Issue #894, opened 2023-09-03
Unable to disable quotes (no support for: `--quoting-style`, `QUOTING_STYLE`, or `--literal`)


globau:
### Version

- [X] latest

### version

lsd 1.0.0

### What OS are you seeing the problem on?

macOS

### installation

homebrew

### term

xterm-256color

### ls-colors

di=1;36:ln=35:so=32:pi=33:ex=31:bd=34;46:cd=34;43:su=30;41:sg=30;46:tw=30;42:ow=30;43

### What happened?

```markdown
`error: unexpected argument '--literal' found`
```

### What expected?

```markdown
`lsd` should honour `lsd --literal`, `lsd --quoting-style=literal`, and/or `QUOTING_STYLE=literal lsd`
```

### What else?

```markdown
Sadly #746 added quotes around filenames without any way to opt out.

See https://www.gnu.org/software/coreutils/quotes.html for the various options that GNU's `ls` provides.

Adding just `literal` initially would be valuable to those who are not in favour of this somewhat controversial change.
```

zwpaper:
thanks for the advice! 
/kind feature
/good-first-issue
/help

PR #900, opened 2023-09-11
Add support for --literal flag and literal entry in config

PanGan21:
Add support for `--literal` in order to opt out showing filenames with quotes
Closes: #894

---
#### TODO

- [x] Use `cargo fmt`
- [x] Add necessary tests
- [x] Add changelog entry

### DIFF
--- a/CHANGELOG.md
+++ b/CHANGELOG.md
@@ -7,6 +7,7 @@ and this project adheres to [Semantic Versioning](https://semver.org/spec/v2.0.0
 ## [v1.0.0] - 2023-08-25
 
 ### Added
+- Add support for `--literal` from [PanGan21](https://github.com/PanGan21)
 - Add CI to build aarch64 macOS target and skip on test [#878](https://github.com/lsd-rs/lsd/pull/878) from [zwpaper](https://github.com/zwpaper)
 - Add complete color theming support for Git [k4yt3x](https://github.com/k4yt3x)
 - Add [Git integration](https://github.com/Peltoche/lsd/issues/7) from [hpwxf](https://github.com/hpwxf)
--- a/doc/lsd.md
+++ b/doc/lsd.md
@@ -140,8 +140,8 @@ lsd is a ls command with a lot of pretty colours and some other stuff to enrich 
 `--header`
 : Display block headers
 
-`--literal`
-: Do not show quotes on filenames
+`-N --literal`
+: Print entry names without quoting
 
 # ARGS
 
--- a/doc/lsd.md
+++ b/doc/lsd.md
@@ -140,6 +140,9 @@ lsd is a ls command with a lot of pretty colours and some other stuff to enrich 
 `--header`
 : Display block headers
 
+`--literal`
+: Do not show quotes on filenames
+
 # ARGS
 
 `<FILE>...`
--- a/src/app.rs
+++ b/src/app.rs
@@ -181,8 +181,8 @@ pub struct Cli {
     #[arg(long, hide = !cfg!(windows))]
     pub system_protected: bool,
 
-    /// When showing files do not quote their names
-    #[arg(long)]
+    /// Print entry names without quoting
+    #[arg(short = 'N', long)]
     pub literal: bool,
 
     /// Print help information
--- a/src/app.rs
+++ b/src/app.rs
@@ -181,6 +181,10 @@ pub struct Cli {
     #[arg(long, hide = !cfg!(windows))]
     pub system_protected: bool,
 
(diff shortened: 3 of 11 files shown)


doc/lsd.md
```diff
@@ -140,6 +140,9 @@ lsd is a ls command with a lot of pretty colours and some other stuff to enrich
 `--header`
 : Display block headers
 
+`--literal`
```
zwpaper, line 143: according to https://man7.org/linux/man-pages/man1/ls.1.html

we can add `-N` as short name

doc/lsd.md
```diff
@@ -140,6 +140,9 @@ lsd is a ls command with a lot of pretty colours and some other stuff to enrich
...
+: Do not show quotes on filenames
```
zwpaper, line 144: > print entry names without quoting

ref: https://man7.org/linux/man-pages/man1/ls.1.html

src/app.rs
```diff
@@ -181,6 +181,10 @@ pub struct Cli {
     #[arg(long, hide = !cfg!(windows))]
     pub system_protected: bool,
 
+    /// When showing files do not quote their names
+    #[arg(long)]
+    pub literal: bool,
```
zwpaper, line 186: `-N` and description align with https://man7.org/linux/man-pages/man1/ls.1.html

src/core.rs
```diff
@@ -71,7 +73,7 @@ impl Core {
             // or require a raw output (like the `wc` command).
             inner_flags.layout = Layout::OneLine;
 
-            flags.should_quote = false;
```
zwpaper, line 74: how about changing `should_quote` to `literal`?

zwpaper (changes requested):
thanks for the contribution!

it mostly looks great! only with some nit we can discuss

doc/lsd.md
PanGan21: Should be fixed now!

doc/lsd.md
PanGan21: Fixed it as well according to the manual

src/app.rs
PanGan21: Fixed it!

src/core.rs
PanGan21: Changed!

src/meta/name.rs
```diff
@@ -153,21 +153,21 @@ impl Name {
                 format!(
                     "{}{}",
                     icons.get(self),
-                    self.hyperlink(self.escape(self.file_name(), quote), hyperlink)
+                    self.hyperlink(self.escape(self.file_name(), !quote), hyperlink)
```
PanGan21, line 156: Let me know if you think `quote` arg should change to literal as well in order to avoid this negation here

zwpaper: Yes! it would be great if you can also update this one!

PanGan21: Fixed it as well!

zwpaper:
hi @PanGan21, can you fix the CI errors

PanGan21:
> hi @PanGan21, can you fix the CI errors

I think I am confused a bit with the errors of the ci. Could they be caused because I did `cargo update` and updated the `cargo.lock` file?
I did that because when building the project locally I was getting the following error:
`error[E0635]: unknown feature `proc_macro_span_shrink` which was fixed after updating cargo versions

PanGan21:
> hi @PanGan21, can you fix the CI errors

I was using wrong rustc version, so I had to update `Cargo.lock`. Now I reverted it and used the correct rust version.
Could you run the ci one more time to check if everything is fixed now?

zwpaper:
thanks for the contribution! @PanGan21

CHANGELOG.md
```diff
@@ -14,6 +14,7 @@ and this project adheres to [Semantic Versioning](https://semver.org/spec/v2.0.0
 ## [v1.0.0] - 2023-08-25
 
 ### Added
+- Add support for `--literal` from [PanGan21](https://github.com/PanGan21)
```
shilangyu, line 17: Should this have gone to an already-released v1.0.0?

zwpaper: good catch! actually, I was planning to use the GitHub auto-generate release note, this file may not be necessary, can you help create a PR to fix it and add a notice that we are no longer using this file, we use the GitHub auth-generate one instead.

shilangyu: Not exactly sure what you meant, but opened one here: https://github.com/lsd-rs/lsd/pull/907

Let me know if it is what you meant.

PR #901, opened 2023-09-13
RPM spec file for lsd

daniejstriata:
Basic SPEC file that can be used to build a RPM for lsd. 
  - UPX compression was disabled.

I have precompiled packages on my fork for EL9 and AMZN AL2023.
https://github.com/daniejstriata/lsd/releases


zwpaper:
hi @daniejstriata, thanks for the contribution, can you also add a ci to build the rpm? so that the spec file could be used and we could maintain a rpm release

daniejstriata:
> hi @daniejstriata, thanks for the contribution, can you also add a ci to build the rpm? so that the spec file could be used and we could maintain a rpm release

Hi @zwpaper I've not built rpms before using ci on github. I'll investigate it.

zwpaper:
hi @daniejstriata, how is this PR going? maybe we could merge it first if the spec is completed.

and let the ci be another PR

daniejstriata:
@zwpaper I've built lsd in copr here
https://copr.fedorainfracloud.org/coprs/faramirza/lsd/
for various rpm based distros. The difference between the spec I must here and the one in my fork is that the on I'm pushing here assumes that rust and cargo is already installed whereas the other version will install the version for rust available to the distro in its repos.

I'm still unsure about the ci on github. I've never used it before. I've not yet been able to look into that. Do you know of a recommend Guide I can look at? 

We could cancel this PR and redo it once more with the newer spec?

zwpaper:
let's merge this one and you could always work on the CI later, for CI, please check: https://github.com/features/actions

daniejstriata:
@zwpaper I had a look. How is the Fedora package built and should that SPEC file not be added back here rather than mine?

PR #902, opened 2023-09-15
Add windows-acl-permissions feature to fix perf issue on windows

domsleee:
Attempted fix for performance issue mentioned in https://github.com/lsd-rs/lsd/issues/200, for machines on a domain.

## Benchmark
For a folder with 50 items.

Before change:
`lsd` took ~40 seconds

After change: 
```pwsh
❯ hyperfine "lsd" --runs 50
Benchmark 1: lsd
  Time (mean ± σ):      39.4 ms ±   8.3 ms    [User: 0.6 ms, System: 0.6 ms]
  Range (min … max):    33.6 ms …  91.8 ms    50 runs
```

## Other notes
I think it makes more sense for this to be disabled by default on windows due to performance, but I could be swayed.
My suggestion would be to use https://github.com/lsd-rs/lsd/issues/866#issuecomment-1721012397 as the default windows permissions behaviour.

P.S thanks for this great tool 🎉

---
#### TODO

- [x] Use `cargo fmt`
- [x] Add necessary tests (Not applicable imo)
- [ ] Add changelog entry

### DIFF
--- a/Cargo.toml
+++ b/Cargo.toml
@@ -69,6 +69,7 @@ serial_test = "0.5"
 default = ["git2"]
 sudo = []
 no-git = [] # force disabling git even if available by default
+windows-acl-permissions = []
 
 [profile.release]
 lto = true
--- a/src/meta/windows_utils.rs
+++ b/src/meta/windows_utils.rs
@@ -5,7 +5,7 @@ use std::os::windows::ffi::{OsStrExt, OsStringExt};
 use std::path::Path;
 
 use windows::Win32::Foundation::PSID;
-use windows::Win32::Security::{self, Authorization::TRUSTEE_W, ACL};
+use windows::Win32::Security::{self, ACL};
 
 use super::{Owner, Permissions};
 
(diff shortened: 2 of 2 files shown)


zwpaper:
hi @domsleee, thanks for the contribution, I am working on https://github.com/lsd-rs/lsd/pull/882 to add a runtime flag instead of a build time feature for this.

can you have a look at that, and we can discuss which one would be good for users.

domsleee:
Hi @zwpaper, a runtime flag is probably the better approach. I see in your PR that you are handling this issue as well, nice:
> lsd: .: The specified domain either does not exist or could not be contacted. (os error 1355).

I have been able to reproduce this os error 1355 by disconnecting from the internet from my work machine.

I found a similar issue here: https://github.com/docker/for-win/issues/2131#issuecomment-402941794

I used [process monitor](https://learn.microsoft.com/en-us/sysinternals/downloads/procmon) and found, somewhat hilariously, that `GetEffectiveRightsFromAclW` is calling `FSCTL_PIPE_TRANSCEIVE` to fetch a file from a remote server!

Each read takes about a second, which explains why it was taking 45s for my 50 files 😄

domsleee:
Since https://github.com/lsd-rs/lsd/pull/882 is merged, I will close this one and open another PR for this comment: https://github.com/lsd-rs/lsd/pull/882#issuecomment-1722126112

PR #905, opened 2023-09-16
Add configuration and CLI options: truncate owner

bbc2:
Hello! This is my first attempt to contribute something meaningful to this project so I don't know I'm doing it right. Thank you in advance for your feedback.

This adds the following CLI flags:

- `--truncate-owner-after`
- `--truncate-owner-marker`

And the following configuration fields:

```yaml
truncate-owner:
  after:
  marker: ""
```

The default behavior of LSD is unchanged.

The problem this change attempts to solve is the usability of the `-l` flag on systems where some user or group names are long but cannot be changed (e.g. the user is not admin and the account is managed in a central directory). In such cases, even with a decently sized terminal (90+ characters wide), lines often overflow, making the directory listing hard to read.

Without this change, the only mitigation would consist in turning off the display of file ownership (via the `blocks` configuration field) which is unsatisfactory because ownership information is very useful.

---

Default settings (the length of user/group name may seem exaggerated but it's actually the same length as my user/group name on machines I have to use):

lsd_before

With `--truncate-owner-after 7 --truncate-owner-marker …`:

lsd_after

---
#### TODO

- [x] Use `cargo fmt`
- [x] Add necessary tests
- [x] Add changelog entry

### DIFF
--- a/CHANGELOG.md
+++ b/CHANGELOG.md
@@ -4,6 +4,13 @@ All notable changes to this project will be documented in this file.
 The format is based on [Keep a Changelog](https://keepachangelog.com/en/1.0.0/),
 and this project adheres to [Semantic Versioning](https://semver.org/spec/v2.0.0.html).
 
+## [Unreleased]
+
+### Added
+- Add CLI parameters `--truncate-owner-after` and `--truncate-owner-marker` (and equivalent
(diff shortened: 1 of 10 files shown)


zwpaper:
Thanks for the great work!

PR #906, opened 2023-09-17
human readable flag (-h) enabled

sdorr0:
This re-enables a quick, easy to type command line flag that `ls` users are familiar with for convenience.

In the event a user has changed the default configuration of `lsd` to use a size setting of something other than `default`, this lets a user use the historically established CLI flag (`-h`) to enable the human readable option without having to type `--size=default` on the command line.

---
#### TODO

- [x] Use `cargo fmt`
- [x] Add necessary tests
- [x] Add changelog entry

### DIFF
--- a/src/app.rs
+++ b/src/app.rs
@@ -54,7 +54,7 @@ pub struct Cli {
 
     /// For ls compatibility purposes ONLY, currently set by default
     #[arg(short, long)]
-    human_readable: bool,
+    pub human_readable: bool,
 
     /// Recurse into directories and present the result as a tree
     #[arg(long)]
--- a/CHANGELOG.md
+++ b/CHANGELOG.md
@@ -4,6 +4,16 @@ All notable changes to this project will be documented in this file.
 The format is based on [Keep a Changelog](https://keepachangelog.com/en/1.0.0/),
 and this project adheres to [Semantic Versioning](https://semver.org/spec/v2.0.0.html).
 
+
+## [Unreleased]
+
+### Added
+
+### Fixed
+
+### Changed
+- Human readable size flag `-h` re-enabled. [sdorr0](https://github.com/sdorr0)
+
 ## [v1.0.0] - 2023-08-25
 
 ### Added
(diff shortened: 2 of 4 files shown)


zwpaper:
hi @sdorr0, thanks for the contribution.

I have one more question, what is users used `-h` with `--size` option? this would make `--size` not working?

sdorr0:
> hi @sdorr0, thanks for the contribution.
> 
> I have one more question, what is users used `-h` with `--size` option? this would make `--size` not working?

Hmm.  Yeah, the way the code is written now, `-h` will override a `--size` on the command line.  I see that subsequent `--size` flags on the command line will override one another based on position (the 'last' one wins).

Never done Rust before.  I'm not sure if there's a way to set up `#[arg()]` to also incorporate a short `-h` so it can play nicely with those positional dependencies, but I can research.

Would this be a requirement to merge this change in?

sdorr0:
I may have a solution

sdorr0:
Never mind.  I've tried all kinds of approaches and can't seem to get clap to let `-h` work with `--size=<mode>` where the last one on the command line always wins.

So, yes, using `-h` will take precedence over a supplied `--size=<mode>` argument.

zwpaper:
but it does not make sense for `-h` as a general flag to overwrite the `--size` as a specific flag.

many people may set the `-h` as default and it may lost `--size` if that

src/app.rs
```diff
@@ -52,9 +52,9 @@ pub struct Cli {
     #[arg(short = 'R', long, conflicts_with = "tree")]
     pub recursive: bool,
 
-    /// For ls compatibility purposes ONLY, currently set by default
+    /// This will take precedence over any --size=<mode> option
```
spenserblack, line 55: IMO this can be described as "alias for --size=default (included for compatibility with ls)" or something along those lines, then configure this argument and `--size` to conflict with each other. So instead of choosing precedence when both are used, one must use either one or the other (or none).

zwpaper:
thanks for the contribution, but we currently do not plan to change this default option.

I am closing this PR and feel free to find another issue to work on.

PR #907, opened 2023-09-20
Add changelog deprecation notice

shilangyu:
Created out of: https://github.com/lsd-rs/lsd/pull/900#discussion_r1329966830

### DIFF
--- a/CHANGELOG.md
+++ b/CHANGELOG.md
@@ -1,4 +1,7 @@
 # Changelog
+
+NOTE: This file is no longer being updated. For release notes follow [GitHub releases](https://github.com/lsd-rs/lsd/releases).
+
 All notable changes to this project will be documented in this file.
 
 The format is based on [Keep a Changelog](https://keepachangelog.com/en/1.0.0/),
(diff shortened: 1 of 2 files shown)


shilangyu:
The pull request template still mentions that a changelog entry should be added. Should I remove it?

CHANGELOG.md
```diff
@@ -1,4 +1,7 @@
 # Changelog
+
+NOTE: This file is no longer being updated. For release notes follow [GitHub releases](https://github.com/lsd-rs/lsd/releases).
```
zwpaper, line 3: by saying GitHub auto-generates release notes, I mean https://docs.github.com/en/repositories/releasing-projects-on-github/automatically-generated-release-notes

We don't have to update this file and will generate by PRs when releasing.

zwpaper:
can you also help drop this line: https://github.com/lsd-rs/lsd/blob/master/.github/PULL_REQUEST_TEMPLATE#L9

CHANGELOG.md
shilangyu: Not sure what you would like me to do here. I understand what you are trying to achieve, but not what is the future of this CHANGELOG file. What should the notice say? If there should be a notice at all?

Task directions> The response must contain each line above that holds the string "problem".

Result for this task>
### What OS are you seeing the problem on?
The problem this change attempts to solve is the usability of the `-l` flag on systems where some user or group names are long but cannot be changed (e.g. the user is not admin and the account is managed in a central directory). In such cases, even with a decently sized terminal (90+ characters wide), lines often overflow, making the directory listing hard to read.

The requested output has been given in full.